Memory clinic waiting times are at a record high, increasing from 13 weeks in 2019 to 17.7 weeks in 2022. This backlog is partially due to COVID-19 disruption. Staff are concerned that waiting times are resulting in missed diagnoses, particularly with early-onset memory loss, and that relatives of patients with challenging behaviours are not receiving adequate support. At the start of the pandemic, many Memory Service Assessments (MSAs) were done via teleconsultation to ensure patients could access services despite lockdowns. Telemedicine has continued to be used for MSAs and is a strategy proposed to tackle waiting times. This literature review explores whether using telemedicine for MSAs is evidence-based.

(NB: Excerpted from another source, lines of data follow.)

Issue #1915, opened 2025-07-25
Try to install GitHub apps from this repo again


marcoieni:
We noticed that you can now enable enterprise permissions for GitHub Apps:

<img width="2960" height="2048" alt="Image" src="https://github.com/user-attachments/assets/072f2ef3-9dba-4c2e-9646-877ecbe6e2da" />

This could enable `team` to install github apps from CI again.
At the moment, we install github apps manually.

E.g. `bots = ["renovate"]` doesn't do anything.

The ability to sync github apps was removed in https://github.com/rust-lang/sync-team/pull/128 to run sync-team with a token generated by a GitHub app instead of a personal access token.

## Pay attention to current installations

Some github apps were installed manually. For example:
- I installed renovate in https://github.com/rust-lang/crates-io-auth-action/
- I installed forking-renovate in https://github.com/rust-lang/crates_io_og_image

We need to make sure that these apps are not uninstalled after the change.

Kobzol:
I tried this again in https://github.com/rust-lang/team/pull/2255, but it still does not seem to work.

The problem that we're trying to solve is that we want to figure out in which repositories is a GitHub App A installed, while using GitHub App installation token from GH app B as auth. We use GH app installation token for auth because we want to have fine-grained permissions, as we run this as a "dry-run" in CI, and we only want to have read-only access.

But there does not seem to be a REST/GraphQL endpoint that would tell us "This specific GH app installation is installed in repositories XYZ". [This endpoint](https://docs.github.com/en/rest/apps/installations?apiVersion=2022-11-28#list-repositories-accessible-to-the-app-installation) does not work, because it only shows repositories where the *currently authenticated* app is installed in, and [this endpoint](https://docs.github.com/en/rest/apps/installations?apiVersion=2022-11-28#list-repositories-accessible-to-the-user-access-token) does not seem to be usable with GH app installation auth.

marcoieni:
update on this: Kobzol found a way to make this work, we just need the time to implement it.

PR #2255, opened 2026-02-16
Re-add functionality to sync GitHub apps

Kobzol:
This essentially reverts https://github.com/rust-lang/sync-team/pull/128, plus adapts to code to changes that happened in the meantime.

This is one of the most complicated (and frankly stupid) APIs I had to deal with... It almost seems like they designed each related endpoint to return *slightly* different data, and require different tokens/permissions/authentication type in order to get all the information that we need.

The following environment variables have to be configured for the dry-run workflow:
- `ENTERPRISE_NAME`: just `rust-lang`
- `ENTERPRISE_APP_ID`: app ID of `sync-team-app-read` (`2885328`)
- `ENTERPRISE_APP_INSTALLATION_ID`: installation ID of `sync-team-app-read` in the `rust-lang` enterprise (`110701681`)
- `ENTERPRISE_APP_SECRET_KEY`: secret key of the GH app (not gonna paste that in here :) )

Fixes: https://github.com/rust-lang/team/issues/1915

### DIFF
--- a/src/sync/github/api/mod.rs
+++ b/src/sync/github/api/mod.rs
@@ -223,7 +223,7 @@ impl HttpClient {
                         .map(|r| r.contains(&RelationType::Next))
                         .unwrap_or(false)
                     {
-                        next = Some(GitHubUrl::new(link.link(), next_url.org()));
+                        next = Some(next_url.clone().with_url(link.link()));
                         break;
                     }
                 }
--- a/src/sync/github/api/url.rs
+++ b/src/sync/github/api/url.rs
@@ -40,6 +40,11 @@ impl GitHubUrl {
         self
     }
 
+    pub fn with_url(mut self, url: &str) -> GitHubUrl {
+        self.url = url.to_owned();
+        self
+    }
+
     pub fn repos(org: &str, repo: &str, remaining_endpoint: &str) -> anyhow::Result<Self> {
         let remaining_endpoint = if remaining_endpoint.is_empty() {
             "".to_string()


marcoieni:
To recap, we are still using a PAT to deploy, but we are using a GitHub App for the dry run.

I will give read access to the following resources to the [sync-team-app](https://github.com/organizations/rust-lang/settings/apps/sync-team-app) github app:

image

marcoieni:
From the dry run it looks like we are about to remove all apps:
https://github.com/rust-lang/team/pull/2257#issuecomment-3909328529

Maybe it's because the token doesn't have enough permission even after enabling those other fields?

marcoieni:
maybe if you update the branch the dry run will run? 🤔

marcoieni:
But first, can you edit the github actions workflows to add the environments and secrets you mentioned? After, I will set them 👍

Kobzol:
The dry run executed, but it failed, because the environment variables weren't set.

marcoieni:
I think stuff like `ENTERPRISE_NAME: rust-lang` can be set from the workflow file directly, no? 🤔

src/sync/github/api/tokens.rs
```diff
@@ -30,22 +67,123 @@ impl GitHubTokens {
...
+                TokenType::Enterprise => {
+                    Ok(&enterprise_client_ctx.enterprise_token)
+                }
+            },
             GitHubTokens::Pat(pat) => Ok(pat),
         }
     }
+
+    /// Return the name of the enterprise, if present.
+    pub fn get_enterprise_name(&self) -> anyhow::Result<String> {
```
marcoieni:
```suggestion
    pub fn get_enterprise_name(&self) -> anyhow::Result<&str> {
```

src/sync/github/api/tokens.rs
```diff
@@ -30,22 +67,123 @@ impl GitHubTokens {
...
+        match self {
+            GitHubTokens::App {
+                enterprise_client_ctx,
+                ..
+            } => Ok(enterprise_client_ctx.enterprise_name.clone()),
```
marcoieni:
```suggestion
            } => Ok(&enterprise_client_ctx.enterprise_name),
```

marcoieni:
I set the secret `ENTERPRISE_APP_SECRET_KEY`. 👍

marcoieni:
Testing this PR in https://github.com/rust-lang/team/pull/2379

marcoieni:
In https://github.com/rust-lang/team/pull/2379 I got the error

> Cannot get organization installation for `bors-rs` of the enterprise app

You should filter orgs that are not part of the rust enterprise.

marcoieni:
or maybe https://github.com/rust-lang/team/pull/2381 is the fix for this 🤔

src/sync/github/api/read.rs
```diff
@@ -183,6 +194,82 @@ impl GithubRead for GitHubApiRead {
...
+        } else {
+            let url = GitHubUrl::new(
+                &format!("enterprises/{}/apps/organizations/{org}/installations/{installation_id}/repositories",
+                    self.client.github_tokens.get_enterprise_name()?
+                ),
+                org,
+            )
+            .with_token_type(TokenType::Enterprise);
+            self.client
+                .rest_paginated(
```
marcoieni, line 256: we need to change rest_paginated function here because it resets the token type that you previously set as `Enterprise`:

https://github.com/Kobzol/team/blob/b5e8496cce15f97418167202cc1583387bf51895/src/sync/github/api/mod.rs#L226


One solution is adding a method to GitHubUrl to edit only the url, leaving `token type` and `org` the same.

Eg something like this (keep it as pseudo code, I'm not sure what kind of methods make sense in the sense of mutability and lifetimes):
```
impl GitHubUrl {
    pub fn with_url(&mut self, url: String) -> &mut Self {
        self.url = url;
        self
    }
}
```

Detected with GPT5.4 code review 🤖

src/sync/github/tests/test_utils.rs
```diff
@@ -604,6 +605,18 @@ impl GithubRead for GithubMock {
         Ok(self.get_org(org).members.iter().cloned().collect())
     }
 
+    async fn org_app_installations(&self, _org: &str) -> anyhow::Result<Vec<OrgAppInstallation>> {
+        Ok(vec![])
```
marcoieni, line 609: I wonder if these should be a `todo!`, so that if they are called in tests we get a failure

Kobzol: That would brick all tests, because the function is called in them, the tests use `SyncGithub` in an end-to-end way.

src/sync/github/api/read.rs
Kobzol: Good catch! Fixed.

A search using the MEDLINE database was conducted, using the terms ‘dementia’, plus ‘telemedicine’, ‘video calls’, and ‘telephone calls’. This identified one relevant systematic review and one clinical trial. The identified evidence was insufficient for a systematic review. A google search carried out with the same terms, identified a variety of non-academic papers: NHS Audits, Quality Improvement Projects, Clinical Network publications, and one governmental publication.

Telemedicine was reported to reduce waiting lists. Appointments could be organised quickly, without infection risk, and without requiring transportation. At-home telemedicine consultations were relaxing for some patients and reduced demand for home visits. However, clinicians reported that some environments were cluttered and noisy, impacting the MSA.

Patients struggled with the complex telemedicine technology; carers were required to facilitate the calls, which increased the risk of an inaccurate assessment. Patients with sensory impairments disliked telemedicine, and clinicians struggled to distinguish between cognitive impairment and poor hearing. Financial inequalities at times prevented telemedicine. Some relatives felt that patients would mask their memory symptoms in teleconsultations, and not speak openly about their concerns. Clinicians felt adequate safeguarding assessments were not possible over teleconsultation. There was no inclusion of the long-term impact of these assessments. No distinction was made between dementia subtypes.

The National Audit of Dementia, RCPsych 2021, encourages the future use of telemedicine for MSAs. However, there is limited evidence to support its use. Telemedicine was essential during COVID-19 and may help reduce waiting times, but may also produce worse outcomes than face-to-face consultations. Only pilot studies without randomisation exist on the topic and none of these are UK based. Further research is required to produce NHS-specific data on the impact telemedicine has on: the quality of MSAs, the patients’, carers’, and clinicians’ experiences, and memory service waiting times.